The following will identify the essential functional characteristics of the smart city. Thereafter I will use
these to synthesise a conception of the smart city as a new type of being.
Ambient Intelligence
‘Ambient intelligence’ is defined as technology which embeds input, processing or response ubiquitously
through the environment (Ikonen, Kanerva, Kouri, Stahl, & Wakunuma, 2010). With its ubiquitous sensor
mesh the smart city is the ideal type for ambient intelligence. As a lived experience, people will know the
smart city not as individual components and discrete processes isolated within atomised sections of their
lives. Instead the smart city will be experienced as a seamless experience as one moves from house to car
to work, from one context to another.
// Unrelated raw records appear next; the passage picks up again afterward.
PR #679, opened 2020-10-09
RBD mirror prompts fixed, minor fixes to text done (#677)

### LINKED ISSUE #677: For RBD mirror section, use illustrative prompts
In https://susedoc.github.io/doc-ses/master/single-html/ses-admin/#ceph-rbd-mirror

Would like to see these in the examples:
```
cephadm@local >
```
and for remote

```
cephadm@remote >
```

Rather than:

```
cephadm@adm
```

tbazant:
Replaced neutral prompts with '@local', '@remote' suffixes for RBD mirroring content.
@trociny @denisok if you find another occurrence worth updating, make a list and let me know please

closes #677

### DIFF
--- a/xml/admin_rbd.xml
+++ b/xml/admin_rbd.xml
@@ -947,56 +947,75 @@ data blocks changed from 2097152 to 2560000</screen>
        peer bootstrap create</command> command, a pool name, along with an optional
        friendly site name to describe the <literal>local</literal> cluster:
      </para>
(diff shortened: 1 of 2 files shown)


asettle (approved):

lproven (approved):

trociny (approved):
LGTM

Though as I already said it somewhere, I would prefer if we used "site-A/site-B" instead of "local /remote", as the upstream doc does. Because with the two-way mirroring "local /remote" does not make much sense.

PR #681, opened 2020-10-09
Add para/remark elements to avoid future problems

tomschr:
This PR contains the following change:

It was an oversight to allow "empty" sections in GeekoDoc. To avoid validation issues in the future, this commit introduces
para/remark lines.

Also remove literal in screen as it is useless. ;)


asettle (approved):

tbazant (approved):
looks good

PR #690, opened 2020-10-13
Updating certificate documentation for clarity (BSC#1175881)

asettle:


asettle:
@swiftgist this is just a really simple way to indicate that you can't have both. I think it would be fine this way, what do you think?

swiftgist:
I think the description is fine telling the user to pick one or the other.  Changing the append text to "If you have a valid certificate signed by a CA" might confuse those that are doing a self-signed cert.  That is, the self-signed group might not think that step applies to them now.

What if Step 0 (or renumbered) says "If you have a valid certificated signed by a CA, skip to Step 4"?

tbazant (approved):
lgtm

lproven (dismissed):
Github will not let me comment or make suggestions. I don't know why not.

I would like to propose 3 small changes to the existing text from line 1513:

«
   to either have a CA-issued certificate, or create a self-signed one&mdash;
   not both. There are two ways to configure &ogw; with HTTPS enabled: a simple
   way that makes use of the default settings, and an advanced way that lets you fine-
   tune HTTPS related settings.
»

• Hyphenate CA-issued
• Replace em-dash after "enabled" with a simple colon
• Hyphenate fine-tune

swiftgist (approved):

PR #783, opened 2020-11-19
Improving description and procedure for EC pools

### LINKED ISSUE #775: [doc] 10.1.2  Creating a Block Device Image in an Erasure Coded Pool
### Type of report
   - [ ] bug
   - [ ] feature request

### Source Document
10.1.2  Creating a Block Device Image in an Erasure Coded Pool:

https://documentation.suse.com/ses/7/single-html/ses-admin/#ceph-rbd-cmds-create-ec

### Summary
I would like we improve description about what the metadata pool is. In the current version it might be confusing.

I would add, that the metadata pool is the pool which you should use when referring the image (i.e.`rbd info $pool/$image`) and `rbd list` will list the image in the metadata pool. And the sentence: "You need to specify the replicated pool for storing the image's metadata with the --pool= option of the rbd create command." not entirely correct, because you can also specify it as "pool/" prefix to the image name.

And then I would change the command:
```
rbd create IMAGE_NAME --size=1G --data-pool POOL_NAME --pool=OTHER_POOL
```
to:
```
rbd create IMAGE_NAME --size=1G --data-pool EC_POOL --pool=POOL
```
or:
```
rbd create POOL/IMAGE_NAME --size=1G --data-pool EC_POOL 
```

asettle:
Closes #775

### DIFF
--- a/xml/admin_rbd.xml
+++ b/xml/admin_rbd.xml
@@ -100,8 +100,8 @@
    <para>
     Create an EC pool:
    </para>
-<screen>&prompt.cephuser;ceph osd pool create <replaceable>POOL_NAME</replaceable> 12 12 erasure
-&prompt.cephuser;ceph osd pool set <replaceable>POOL_NAME</replaceable> allow_ec_overwrites true</screen>
+<screen>&prompt.cephuser;ceph osd pool create <replaceable>EC_POOL</replaceable> 12 12 erasure
+&prompt.cephuser;ceph osd pool set <replaceable>EC_POOL</replaceable> allow_ec_overwrites true</screen>
    <para>
      Specify the replicated pool for storing metadata:
    </para>
@@ -114,10 +114,6 @@
 <screen>
 &prompt.cephuser;rbd create <replaceable>POOL/IMAGE_NAME</replaceable> --size=1G --data-pool EC_POOL
 </screen>
-   <para>
-     Use the following command to list the image of the metadata pool:
-   </para>
-<screen>&prompt.cephuser;rbd list</screen>
   </sect2>
 
   <sect2 xml:id="ceph-rbd-cmds-list">
--- a/xml/admin_rbd.xml
+++ b/xml/admin_rbd.xml
@@ -84,27 +84,40 @@
   <sect2 xml:id="ceph-rbd-cmds-create-ec">
    <title>Creating a Block Device Image in an Erasure Coded Pool</title>
    <para>
-    As of &productname; 5, it is possible to store data of a block device image
+    It is possible to store data of a block device image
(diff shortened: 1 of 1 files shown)


xml/admin_rbd.xml
```diff
@@ -84,27 +84,40 @@
...
    <para>
-    Use the following steps to create an RBD image in a newly created EC pool:
+    Create an EC pool:
    </para>
-<screen>&prompt.cephuser;<command>ceph</command> osd pool create <replaceable>POOL_NAME</replaceable> 12 12 erasure
-&prompt.cephuser;<command>ceph</command> osd pool set <replaceable>POOL_NAME</replaceable> allow_ec_overwrites true
-
-#Metadata will reside in pool "<replaceable>OTHER_POOL</replaceable>", and data in pool "<replaceable>POOL_NAME</replaceable>"
-&prompt.cephuser;<command>rbd</command> create <replaceable>IMAGE_NAME</replaceable> --size=1G --data-pool <replaceable>POOL_NAME</replaceable> --pool=<replaceable>OTHER_POOL</replaceable></screen>
+<screen>&prompt.cephuser;ceph osd pool create <replaceable>POOL_NAME</replaceable> 12 12 erasure
```
trociny, line 103: Just thinking. Probably we want to use `EC_POOL` here too (and in the command below), so it is the same we use in the `rbd create` examples.

Or some other name you like more, just make sure it is the same in all examples and the name not so generic as it was previously (`POOL_NAME`).

xml/admin_rbd.xml
```diff
@@ -84,27 +84,40 @@
...
+&prompt.cephuser;rbd create <replaceable>IMAGE_NAME</replaceable> --size=1G --data-pool <replaceable>EC_POOL</replaceable> --pool=<replaceable>POOL</replaceable>
+</screen>
+   <para>
+     Or:
+   </para>
+<screen>
+&prompt.cephuser;rbd create <replaceable>POOL/IMAGE_NAME</replaceable> --size=1G --data-pool EC_POOL
+</screen>
+   <para>
+     Use the following command to list the image of the metadata pool:
```
trociny, line 118: Hm. I am not sure I like it. What I meant that when you run `rbd list $pool` or `rbd list --pool $pool` it will show images created with metadata pool `$pool`.

Actually, after your changes above, we probably don't need this paragraph at all. It looks clear enough.

trociny (commented):
otherwise LGTM

xml/admin_rbd.xml
asettle: Will remove it :)

xml/admin_rbd.xml
asettle: Done!

trociny (approved):

PR #790, opened 2020-11-20
windows: Fix capitalization of Dokany

ml8mr:
The upstream Dokany project is capitalized, so we should
use that in our docs as well.

Signed-off-by: Mike Latimer <mlatimer@suse.com>


tbazant (approved):
lgtm

PR #799, opened 2020-11-25
Adding insecure=true to ceph-salt command for local container registry

ghost:
This adds one option, insecure=true, to the ceph-salt command for registration of a local container registry.
With this modification, insecure=true is added to /etc/containers/registries.conf, allowing you to connect to the container registry without TLS.
TLS are disabled on the container registry deployed in the way described in the SES7 deployment guide.
So you fail to retrieve the container images without this option.

Enabling TLS on the container registry may be another solution.
But the guide uses --dest-tls-verify=false when mirroring the container images with skopeo, so I think that it is not intended to use TLS connections.

### DIFF
--- a/xml/deploy_cephadm.xml
+++ b/xml/deploy_cephadm.xml
@@ -841,7 +841,8 @@ o- time_server ................................................ [enabled]
 <screen>
 &prompt.smaster;ceph-salt config /containers/registries_conf/registries \
  add prefix=registry.suse.com \
- location=<replaceable>LOCAL_REGISTRY_HOST_IP</replaceable>:5000/registry.suse.com
+ location=<replaceable>LOCAL_REGISTRY_HOST_IP</replaceable>:5000/registry.suse.com \
+ insecure=true
 </screen>
      </step>
     </procedure>


asettle:
@knkonishi I believe we've discussed this at length internally, and we have removed this option for varied reasons. I will be bringing some people in to review.

@sebastian-philipp @smithfarm @jan--f

smithfarm:
Not me, but maybe @Martin-Weiss ?

Martin-Weiss:
IMO "insecure=true" is a bug in design, deployment and configuration.. We MUST deliver products in a secure way and this means we have to enable SSL on the on-premise registry with proper certificates and we have to trust the CA used for the certificate creation. Please do NOT configure and document to use insecure=true per default !

P.S. an on-premise registry is also expected to allow authenticated and authorized access, only..

knkonishi:
Thank you for your response.
I see that the insecure option is not recommened.
But the document says the following:

https://documentation.suse.com/ses/7/html/ses-all/deploy-cephadm.html#deploy-cephadm-configure-registry
> Creating a local registry is useful in the following scenarios:
> ...
> If configuration or network issues prevent your cluster from accessing remote registries across a secure link, so you need a local, unencrypted registry instead.

This seems to me that an insecure local registry is acceptable.
If not, could you add tips about SSL certificates to the document?

Martin-Weiss:
> Thank you for your response.
> I see that the insecure option is not recommened.
> But the document says the following:
> 
> https://documentation.suse.com/ses/7/html/ses-all/deploy-cephadm.html#deploy-cephadm-configure-registry
> 
> > Creating a local registry is useful in the following scenarios:
> > ...
> > If configuration or network issues prevent your cluster from accessing remote registries across a secure link, so you need a local, unencrypted registry instead.
> 

I believe this is just wrong.. „unencrypted“ might also be something different than „https“.. however - if „unencrypted means clear text“ - then this is wrong.

> This seems to me that an insecure local registry is acceptable.

Technically this might be possible somehow - but for production deployments it would be wrong as it would not fulfill customers security and audit requirements.

> If not, could you add tips about SSL certificates to the document?

There are several documents available that explain how to setup a on-premise registry with the required SSL and with authentication / authorization.. 

I.e. this one
https://documentation.suse.com/suse-caasp/4.5/single-html/caasp-airgap/#airgap-container_registry

Or here - but you need to follow the registry configuration documentation on how to add SSL
https://documentation.suse.com/sles/15-SP2/html/SLES-all/cha-registry-installation.html

Also in the Portus documentation http://port.us.org/docs/deploy.html has some explanations 

Basically the process is 
- create ssl certificate and key
- add the right start options to the container start for the docker-registry and to portus

I will add an other comment in a few minutes with some container start examples..

Martin-Weiss:
Just pushed some example scripts for registry with portus and using SSL to https://github.com/Martin-Weiss/registry - HTH.

asettle:
Hi @knkonishi and @Martin-Weiss - I am going to go ahead and close this issue. We need to internally discuss the best way to configure a local registry. This pull request will not be deleted, simply closed. The comments will remain for future reference.

@knkonishi - we are working on this. Thank you for bringing this up :) I will ping you when we have a change in the documentation for you to review. Is this suitable?

Thank you,

Alex

knkonishi:
@Martin-Weiss and @asettle - Thank you for prividing a lot of helpful information.

@asettle 
> I will ping you when we have a change in the documentation for you to review. Is this suitable?

Yes, no problem.
I would appreciate it if you could update the relevant parts of the document as soon as possible.

sebastian-philipp:
@knkonishi https://jira.suse.com/browse/SES-2304

PR #803, opened 2020-11-25
Adding final step to SSL config for RGW

### LINKED ISSUE #744: Verify SSL needs to be disabled when configuring the RGW with a self signed certificate
**Link To Section**
https://documentation.suse.com/ses/6/single-html/ses-admin/#ogw-ssl-simple

**Summary**
If the RGW is configured to use SSL with a self signed certificate as per the above documentation, then it is also required to disable SSL verififcation else dashboard access will fail with a non descriptive error message simply stating:

`Sorry, we could not find what you were looking for`

**Steps To Reproduce**
Follow the documentation above to enable SSL access for the RGW.

**Expected Results**
Dashboard access should not fail after taking the above steps.

**Notes**
See also: https://bugzilla.suse.com/show_bug.cgi?id=1178355#c7
To resolve this, the following step needs to be added to the documentation:

Finally run:

`ceph dashboard set-rgw-api-ssl-verify False`

asettle:
Closes #744 

Requires forward-port to SES 7

### DIFF
--- a/xml/admin_ceph_gateway.xml
+++ b/xml/admin_ceph_gateway.xml
@@ -726,6 +726,12 @@ rgw_init: default-ssl
 &prompt.smaster;salt-run state.orch ceph.stage.4
 </screen>
     </step>
+    <step>
+      <para>
+        Finally, run:
+      </para>
+<screen>&prompt.smaster;ceph dashboard set-rgw-api-ssl-verify False</screen>
+     </step>
    </procedure>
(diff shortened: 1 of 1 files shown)


lproven (approved):

lproven (approved):

tbazant (approved):
sounds good

theanalyst (approved):

PR #804, opened 2020-11-25
Removing indepth section and replacing with support info

### LINKED ISSUE #771: [doc] 4.3.1  An OSD Will Not Start
### Type of report
   - [X] bug
   - [X] feature request

### Source Document
4.3.1  An OSD Will Not Start:

https://documentation.suse.com/ses/7/single-html/ses-troubleshooting/#troubleshooting-osd-start

### Summary
This documents how to adjust /etc/sysctl.conf, however we do deploy `/etc/sysctl.d/90-ceph-osd.conf` that we should modify.

However, we also have https://github.com/SUSE/ceph/blob/ses7/etc/sysctl/CMakeLists.txt which suggests to me we already include exactly this setting.

Maybe the entire section can just be dropped in the docs?

Further, I'm a bit confused what "_Kernel Version: Identify the kernel version and distribution you are using. Ceph uses some third party tools by default, which may be buggy or may conflict with certain distributions or kernel versions._" is asking one of our customers to do.

As for segmentation faults, these should result in a coredump and I think we should instead provide guidance on how to check if they've been generated and how to submit them to SUSE? Perhaps via supportconfig?

@smithfarm @jan--f, thoughts? @tserong?

asettle:
Closes #771

### DIFF
--- a/xml/bp_troubleshooting_osds.xml
+++ b/xml/bp_troubleshooting_osds.xml
@@ -159,41 +159,10 @@
   <sect2 xml:id="troubleshooting-osd-start">
     <title>An OSD Will Not Start</title>
     <para>
-      If you start your cluster and an OSD will not start, check the following:
-    </para>
-    <itemizedlist>
-      <listitem>
-        <para>
-          <emphasis>Check Max Threadcount</emphasis>: If you have a node with a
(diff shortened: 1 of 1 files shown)


tbazant (approved):
looks good

smithfarm (approved):

PR #807, opened 2020-11-26
Adding crush removal step

### LINKED ISSUE #745: [doc] 3.3  Removing Nodes
### Type of report
   - [X] bug
   - [ ] feature request

### Source Document
3.3  Removing Nodes:

https://susedoc.github.io/doc-ses/master/html/ses-admin/storage-salt-cluster.html#salt-node-removing

### Summary

From:

https://tracker.ceph.com/issues/48260
https://bugzilla.suse.com/show_bug.cgi?id=1176265

After removing all OSDs on a single host, the user has to manually remove the "host" from the crush map.

asettle:
Closes #745

### DIFF
--- a/xml/admin_saltcluster.xml
+++ b/xml/admin_saltcluster.xml
@@ -201,6 +201,17 @@ placement:
 <screen>&prompt.cephuser;ceph-salt config /ceph_cluster/roles/bootstrap reset</screen>
    </step>
    <step>
+    <para>
+      After removing all OSDs on a single host, remove the host from the crush map:
+    </para>
+<screen>&prompt.cephuser;ceph osd crush remove <replaceable>bucket-name</replaceable></screen>
+    <note>
+      <para>
+        The bucket name should be the same as the host name.
+      </para>
+     </note>
+   </step>
+   <step>
      <para>
        You can now remove the minion from the cluster:
      </para>
--- a/xml/admin_saltcluster.xml
+++ b/xml/admin_saltcluster.xml
@@ -202,7 +202,7 @@ placement:
    </step>
    <step>
     <para>
-      After removing all OSDs on a single host, remove the host from the crush map:
+      After removing all OSDs on a single host, remove the host from the CRUSH map:
     </para>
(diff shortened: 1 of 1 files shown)


xml/admin_saltcluster.xml
```diff
@@ -200,6 +200,17 @@ placement:
...
 <screen>&prompt.cephuser;ceph-salt config /ceph_cluster/roles/bootstrap reset</screen>
    </step>
+   <step>
+    <para>
+      After removing all OSDs on a single host, remove the host from the crush map:
+    </para>
+<screen>&prompt.cephuser;ceph osd crush remove <replaceable>bucket-name</replaceable></screen>
+    <note>
+      <para>
+        The bucket name should be the same as the host name.
```
asettle, line 210: @jecluis if you think we need to be more verbose here, let me know. It's a little vague, but I do feel by this step they should be aware of how to remove this. Might be too much assumed knowledge, however.

xml/admin_saltcluster.xml
```diff
@@ -200,6 +200,17 @@ placement:
     </para>
 <screen>&prompt.cephuser;ceph-salt config /ceph_cluster/roles/bootstrap reset</screen>
    </step>
+   <step>
+    <para>
+      After removing all OSDs on a single host, remove the host from the crush map:
```
lproven, line 205:
```suggestion
      After removing all OSDs on a single host, remove the host from the CRUSH map:
```

lproven: CRUSH is an acronym, isn't it?

lproven (changes requested):

lproven (approved):

xml/admin_saltcluster.xml
jecluis: I think this is clear enough. Unless ones does not read the surrounding text and just goes about running commands blindly, but I think we can hardly blame the docs for that.

jecluis (approved):

PR #1139, opened 2015-09-02
[jsk_perception] Add template directory to run eusmodel_template_gen.…

garaemon:
…l correctly

PR #1148, opened 2015-09-04
[jsk_perception/CMakeLists.txt] set ROS_PACKAGE_PATH before run roseus using package://

k-okada:


k-okada:
this should fix https://github.com/jsk-ros-pkg/jsk_recognition/pull/1139#issuecomment-137629667 and if passwd we will release as 0.3.0

k-okada:
ok released new version 0.3.0

PR #1150, opened 2015-09-04
[jsk_pcl_ros, jsk_perception] Fix dependency of jsk_recognition_utils for child packages like jsk_rviz_plugins

garaemon:
We may need to release new version after merging this


k-okada:
Oh, sorry I have already released 0.3.0

--
◉ Kei Okada

2015/09/04 14:03、Ryohei Ueda <notifications@github.com> のメッセージ:

PR #1151, opened 2015-09-04
[jsk_perception] Use histograms to compute distance in TabletopColorDifferenceLikelihood

garaemon:
tabletop_color_difference_likelihood

Compute likelihood of object on table based on color space histogram.
In tabletop object detection, color is a good feature to detect objects.
Idea is simple.

First compute "average" color of the pixels of the polygon.
Second compute "distance" between the "average" color and the pixel for each pixels in the polygon.

However, there is problem in "average" and "distance".
If polygon is clean, we can get expected result from simple average and distance computation.
However if polygon is cluttered, we will get unexpected result because average of pixels is fesible
feature.

TabletopColorDifferenceLikelihood uses histogram to resolve the issue.

1. Compute histogram of the pixels in a polygon.
2. Mark top N histograms which covers the area which is computed
by multiplying given ratio and all the area of hisotgrams.
3. Compute minimum distance between a pixel and the N histograms for each pixel in the polygon.


garaemon:
test sometimes fails because of timeout.
error code is 408.

http://qa.atmarkit.co.jp/q/1014

PR #1155, opened 2015-09-05
add yaml-cpp

k-okada:
to fix http://jenkins.ros.org/view/IbinS32/job/ros-indigo-jsk-recognition-utils_binarydeb_saucy_i386/


garaemon:
thanks

PR #1170, opened 2015-09-07
Facilitate visualization of README

wkentaro:


wkentaro:
see: https://github.com/wkentaro/jsk_recognition/blob/cleanup-readme/README.md

PR #999, opened 2015-07-07
[jsk_perception] add cmt_nodelet depending on libcmt

aginika:
DON'T MERGE YET MANY POINTS TO REPAIR.

libcmt_test

PR #1186, opened 2015-10-02
[jsk_perception] Add CMTNodelet, updated from #999

garaemon:


garaemon:
libcmt is not released on hydro because hydro packages are no longer updated.
Therefore, hydro should fail.

PR #1197, opened 2015-10-06
[jsk_recognition_utils] Fix camera sensor model

garaemon:


garaemon:
It was correct

screenshot from 2015-10-06 17 41 36


screenshot from 2015-10-06 17 41 52

PR #1226, opened 2015-10-14
[jsk_pcl_ros] Increase max value of max_size for EuclideanClustering

wkentaro:


wkentaro:
Maybe max_size should be ratio to size of all points when keep organized.

garaemon:
> Maybe max_size should be ratio to size of all points when keep organized.

It depends on context.

wkentaro:
So is that possible to change it to allow float value. 
* float value -> ratio
* int value -> number of point

garaemon:
> So is that possible to change it to allow float value? like:

We have no good answer for it.
number of points changes according to pre-processing and sensor model.
size of each point changes according to distance (and sensor model).

I'd like to keep simple number to filter out small clusters in order to avoid these discussion.

You can implement rejection nodelet according to your context.

PR #1231, opened 2015-10-14
[jsk_pcl_ros] Convert cluster point indices to mask and label image

wkentaro:
cpi_to_mask_image
cpi_to_label

### DIFF
--- a/jsk_pcl_ros/src/cluster_point_indices_decomposer_nodelet.cpp
+++ b/jsk_pcl_ros/src/cluster_point_indices_decomposer_nodelet.cpp
@@ -34,6 +34,7 @@
  *********************************************************************/
 
 #include "jsk_pcl_ros/cluster_point_indices_decomposer.h"
+#include <cv_bridge/cv_bridge.h>
 #include <pluginlib/class_list_macros.h>
 #include <pcl/filters/extract_indices.h>
 #include <pcl/common/centroid.h>
@@ -42,6 +43,7 @@
 #include <pcl/registration/ia_ransac.h>
 #include <pcl/filters/project_inliers.h>
 #include <pcl/common/pca.h>
+#include <sensor_msgs/image_encodings.h>
 #include <jsk_topic_tools/color_utils.h>
 #include <Eigen/Geometry> 
 
@@ -72,6 +74,7 @@ namespace jsk_pcl_ros
     pnh_->param("force_to_flip_z_axis", force_to_flip_z_axis_, true);
     pc_pub_ = advertise<sensor_msgs::PointCloud2>(*pnh_, "debug_output", 1);
     box_pub_ = advertise<jsk_recognition_msgs::BoundingBoxArray>(*pnh_, "boxes", 1);
+    mask_pub_ = advertise<sensor_msgs::Image>(*pnh_, "mask", 1);
   }
 
   void ClusterPointIndicesDecomposer::subscribe()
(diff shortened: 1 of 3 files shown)


garaemon:
only for organized pointcloud?

jsk_pcl_ros/src/cluster_point_indices_decomposer_nodelet.cpp
```diff
@@ -361,6 +367,14 @@ namespace jsk_pcl_ros
                                                input->header.frame_id,
                                                tf_prefix_ + (boost::format("output%02u") % (i)).str()));
       }
+      // create mask & label image from cluster indices
+      for (size_t j = 0; j < sorted_indices[i]->size(); j++) {
+        int index = sorted_indices[i]->data()[j];
+        int width_index = index % input->width;
+        int height_index = index / input->width;
+        mask.at<uchar>(height_index, width_index) = 255;
+        label.at<int>(height_index, width_index) = (int)i;
```
garaemon: 0 should be avoided

wkentaro:
> only for organized pointcloud?

That only use point indices, so I think organized/unorganized is not important.
organized/unorganized is important when we process point cloud, right?

jsk_pcl_ros/src/cluster_point_indices_decomposer_nodelet.cpp
wkentaro: > 0 should be avoided

I will update. thanks.

wkentaro:
I updated the commit.

garaemon:
conversion to label image only works for image-like organized pointcloud

need to verify it

2015年10月15日木曜日、Kentaro Wada<notifications@github.com>さんは書きました:

> I updated the commit.
>
> —
> Reply to this email directly or view it on GitHub
> <https://github.com/jsk-ros-pkg/jsk_recognition/pull/1231#issuecomment-148132470>
> .
>


-- 
✉︎ from iPhone

wkentaro:
> conversion to label image only works for image-like organized pointcloud

It uses input cloud's width and height value.
https://github.com/jsk-ros-pkg/jsk_recognition/pull/1231/files#diff-e9363841a8ce4af3c4e097a96239ef4fR341

If it is NULL (maybe the pointcloud sensed by laser has NULL), the label and mask should be disabled.
How can I verify it? Should I check if it is `int` or are there some special value?
Actually I don't know what kind of value is there when sensed with laser.

garaemon:
non organized pointcloud has hesght=1 and generated images should be invalid

wkentaro:
Ok. I will skip creating mask & label image when height is 1.

wkentaro:
@garaemon 
is this change ok? 
https://github.com/wkentaro/jsk_recognition/commit/e11e36a3302560e0c7ee907f0966766dee2d2aa8?w=1

garaemon:
looks good

2015年10月15日木曜日、Kentaro Wada<notifications@github.com>さんは書きました:

> @garaemon <https://github.com/garaemon>
> is this change ok?
> wkentaro@e11e36a?w=1
> <https://github.com/wkentaro/jsk_recognition/commit/e11e36a3302560e0c7ee907f0966766dee2d2aa8?w=1>
>
> —
> Reply to this email directly or view it on GitHub
> <https://github.com/jsk-ros-pkg/jsk_recognition/pull/1231#issuecomment-148269489>
> .
>


-- 
✉︎ from iPhone

wkentaro:
I squashed the commits.
Please review after the test passes.

PR #1248, opened 2015-10-16
Add document about how to avoid compilation error because of memory starvation

garaemon:
@orikuma @terasawa


garaemon:
@eisoku9618

PR #1294, opened 2015-10-29
[jsk_pcl_ros] Add urdf voxel model generator

mmurooka:
generate_urdf

This PR include https://github.com/jsk-ros-pkg/jsk_recognition/pull/1293 because depending on it.


mmurooka:
Next, I write script to add this model to gazebo,
and it's difficult to decide the package to locate a gazebo-related script.
(hrpsys_gazebo_*** is not desirable because those packages are installed only by HRP2/JAXON user.)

People will not think of themselves as moving from one discrete
situation to another, they will simply experience themselves as going about their daily life, an unbroken
stream of changing contexts seamlessly merging from one to the other. The following quotes from the
auto industry illustrate current steps in this direction:
"We very quickly discovered that customer expectations really aren't based on our Jaguar Land Rover
competition - they're based on the smartphone. They're based on the tablet. They're based on the home
entertainment experience…. Consumers expect to be able to download an app, get into the car and discover
a seamless integration between the device and the automobile." (Bedigian, 2016, p. 7)
"It all comes down to smart device connectivity. People are really looking to have that sort of seamless
experience when they've been working on their phone and then they walk into their car and they expect
the platform to know what they've been doing." (Bedigian, 2016, p. 8)
Emergent in-car systems reveal that cars will communicate with their environment in a deep fashion.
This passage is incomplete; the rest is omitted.